We’ll use the createDataPartition
from caret
wich does exactly that : set 20% of the data apart. The function needs to know about the reponse variable (here, the price) to condition the splitting on response level (if the response is categorial) or response quantiles (if it’s continuous, wich is the case here), so that the training and testing sets are alike.
inTrain <- createDataPartition(y = df$price, p = .80, list = FALSE)
df.train <- df[ inTrain,]
df.test <- df[-inTrain,]
df.pred <- df.test %>% select(price)
rm(inTrain)
Fitting the different models
First, let’s declare the formula we’ll use to do the regression. Then we’ll declare the controls we want for the caret
regressions. For the sake of simplicity, i just took 10 bootstrap.
Here, we also have to specify the savePredictions
and index
parameters to be able to compare models.
formula = price ~ brand + country + reliability + mileage + type
controls <- trainControl(
method="boot", # On va fitter le modèle sur des echantillons bootstrap de la base de train
number=10, # On choisis le nombre d' echantillons bootstrapp
savePredictions="final",
index=createResample(df.train$price, 10),
verboseIter = TRUE
)
Then we’ll use caretEnsemble::caretList
to fit some models.
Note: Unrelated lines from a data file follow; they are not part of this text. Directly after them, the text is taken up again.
PR #956, opened 2022-10-26
Fix AMICI deprecation warning

dweindl:
during PEtab import.

Waiting for https://github.com/AMICI-dev/AMICI/pull/1877


FFroehlich (approved):
👍

PR #958, opened 2022-10-28
GHA: Update actions

### LINKED ISSUE #957: Plenty of GitHub Actions warnings
Seems like we should use newer versions of some actions:

> Node.js 12 actions are deprecated. For more information see: https://github.blog/changelog/2022-09-22-github-actions-all-actions-will-begin-running-on-node16-instead-of-node12/. Please update the following actions to use Node.js 16: actions/checkout, actions/setup-python, actions/cache, actions/cache, actions/checkout

dweindl:
Fixes #957

### DIFF
--- a/.github/workflows/ci.yml
+++ b/.github/workflows/ci.yml
@@ -20,15 +20,15 @@ jobs:
 
     steps:
     - name: Check out repository
-      uses: actions/checkout@v2
+      uses: actions/checkout@v3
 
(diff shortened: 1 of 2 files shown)


dweindl:
ping @yannikschaelte @PaulJonasJost

PaulJonasJost (approved):
thanks

yannikschaelte (approved):
can they just have a no version that defaults to latest

PR #961, opened 2022-11-04
emcee sampler: initialize walkers near optimum

dilpath:
As recommended:
- https://msp.org/camcos/2010/5-1/p04.xhtml
- https://emcee.readthedocs.io/en/stable/user/faq/

Old code is use if multiple vectors are provided to `Sampler.initialize`


yannikschaelte (approved):
:+1:

PR #1287, opened 2024-01-18
Select: use petab_select method to set estimated parameters

dilpath:
Possibly a breaking change, if users expect scaled values at `petab_select.Model.estimated_parameters`

### DIFF
--- a/pypesto/select/model_problem.py
+++ b/pypesto/select/model_problem.py
@@ -165,16 +165,22 @@ class ModelProblem:
         self.model.set_criterion(Criterion.NLLH, float(self.best_start.fval))
         self.model.compute_criterion(criterion=self.criterion)
 
-        self.model.estimated_parameters = {
+        estimated_parameters = {
             id: float(value)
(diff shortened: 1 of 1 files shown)


pypesto/select/model_problem.py
```diff
@@ -165,16 +165,22 @@ def set_result(self, result: Result):
...
-                zip(
-                    self.pypesto_problem.x_names,
-                    self.best_start.x,
-                )
+                dict(
+                    zip(
+                        self.pypesto_problem.x_names,
+                        self.best_start.x,
+                    )
+                ).items()
```
Doresic, line 176: Just out of curiosity, why is using `dict` here better than just using `zip` only as before?

Doresic (approved):
Left a small question. Otherwise looks good. Thanks!

pypesto/select/model_problem.py
dilpath: Hm, not sure why that was added, it's removed now, thanks!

Here, i choosed to use a glmStepAIC
and a simple ranger
, but you could also try a CART or anything else. The procedure take around 30secondes to run.
models <-
caretEnsemble::caretList(
formula,
data=df.train,
trControl=controls,
tuneList=list(
rpart=caretModelSpec(method="rpart"),
ranger=caretModelSpec(
method="ranger",
tuneGrid = expand.grid(
mtry = 1:20,
splitrule="variance",
min.node.size=1
),
verbose=TRUE,
importance = 'impurity'
)
)
)
Agregating models
Now that the models have run, we can look at the corelation between them :
modelCor(resamples(models))
Ok models are a little correlated, which is normal since it’s a cart and a radom forest based on carts. So maybe agregating them will help making a better prediction ? Let’s use the main function from the caretEnsemble
package, with does a linear combination of the models, weighted by their quality of prediction :
merge.glm <- caretEnsemble(
models,
trControl=trainControl(
method = "boot",
number=10,
verboseIter = TRUE
))
The variable importance is :
merge.glm
Now let’s compare the RMSE from both models :
merge.glm$models %>%
map("results") %>%
map_dfr(~filter(.x,RMSE == min(RMSE)) %>% select(RMSE)) %>%
mutate(name = names(merge.glm$models)) %>%
add_row(name = "merged",RMSE = merge.glm$ens_model$results$RMSE) %>%
select(name,RMSE)
Ok we lost a little compare to the ranger model. But it’s because we didnt choose wisely enough our models. MAybe if we try something else, it’ll work ? [Not finished…]
If we had choose better input, the result would have been much better.